__Goal of the exercise__
State how many lines of the material below contain the word "rollbackErr". Add nothing else.

__Supplied data__
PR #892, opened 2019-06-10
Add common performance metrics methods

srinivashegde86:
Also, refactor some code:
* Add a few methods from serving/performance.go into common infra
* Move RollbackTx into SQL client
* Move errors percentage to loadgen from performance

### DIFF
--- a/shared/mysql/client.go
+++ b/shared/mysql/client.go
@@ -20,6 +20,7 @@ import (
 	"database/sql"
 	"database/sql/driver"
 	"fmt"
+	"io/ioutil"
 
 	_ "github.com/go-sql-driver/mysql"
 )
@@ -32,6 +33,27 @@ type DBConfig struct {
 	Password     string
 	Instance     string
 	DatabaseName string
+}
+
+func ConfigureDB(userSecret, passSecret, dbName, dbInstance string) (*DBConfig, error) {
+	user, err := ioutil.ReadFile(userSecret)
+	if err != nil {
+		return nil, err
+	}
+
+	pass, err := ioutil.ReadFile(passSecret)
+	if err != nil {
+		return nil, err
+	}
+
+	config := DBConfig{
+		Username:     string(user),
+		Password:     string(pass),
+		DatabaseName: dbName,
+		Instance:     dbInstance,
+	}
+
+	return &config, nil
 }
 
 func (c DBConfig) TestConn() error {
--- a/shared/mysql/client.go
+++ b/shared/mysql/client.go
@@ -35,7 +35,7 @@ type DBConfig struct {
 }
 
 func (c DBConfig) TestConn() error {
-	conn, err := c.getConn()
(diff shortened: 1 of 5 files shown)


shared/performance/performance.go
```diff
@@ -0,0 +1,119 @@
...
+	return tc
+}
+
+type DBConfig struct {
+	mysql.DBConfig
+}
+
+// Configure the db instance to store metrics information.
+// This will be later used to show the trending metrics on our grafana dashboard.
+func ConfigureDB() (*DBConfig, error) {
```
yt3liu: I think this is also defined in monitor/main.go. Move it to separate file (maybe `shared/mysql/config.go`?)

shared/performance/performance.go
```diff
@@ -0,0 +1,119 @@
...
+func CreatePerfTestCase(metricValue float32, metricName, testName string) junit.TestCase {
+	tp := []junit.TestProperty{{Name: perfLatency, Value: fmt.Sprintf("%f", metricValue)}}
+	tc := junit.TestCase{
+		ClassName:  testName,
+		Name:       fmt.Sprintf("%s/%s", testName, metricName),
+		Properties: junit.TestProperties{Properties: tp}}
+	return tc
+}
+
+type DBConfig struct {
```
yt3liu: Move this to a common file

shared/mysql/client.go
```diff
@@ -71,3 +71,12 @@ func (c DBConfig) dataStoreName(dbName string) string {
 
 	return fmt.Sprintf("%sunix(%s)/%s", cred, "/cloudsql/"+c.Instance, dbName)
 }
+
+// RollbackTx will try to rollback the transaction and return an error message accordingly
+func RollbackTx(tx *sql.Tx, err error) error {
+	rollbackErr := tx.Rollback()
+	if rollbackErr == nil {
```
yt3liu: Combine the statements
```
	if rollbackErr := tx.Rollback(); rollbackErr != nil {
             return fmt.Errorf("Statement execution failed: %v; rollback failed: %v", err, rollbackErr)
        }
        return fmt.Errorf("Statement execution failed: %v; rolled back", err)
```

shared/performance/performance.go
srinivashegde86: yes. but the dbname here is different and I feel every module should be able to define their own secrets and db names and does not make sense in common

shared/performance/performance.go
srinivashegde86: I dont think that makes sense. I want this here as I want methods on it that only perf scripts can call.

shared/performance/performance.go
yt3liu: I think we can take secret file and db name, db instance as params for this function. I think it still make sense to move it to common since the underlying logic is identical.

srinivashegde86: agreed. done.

__Task solution__
4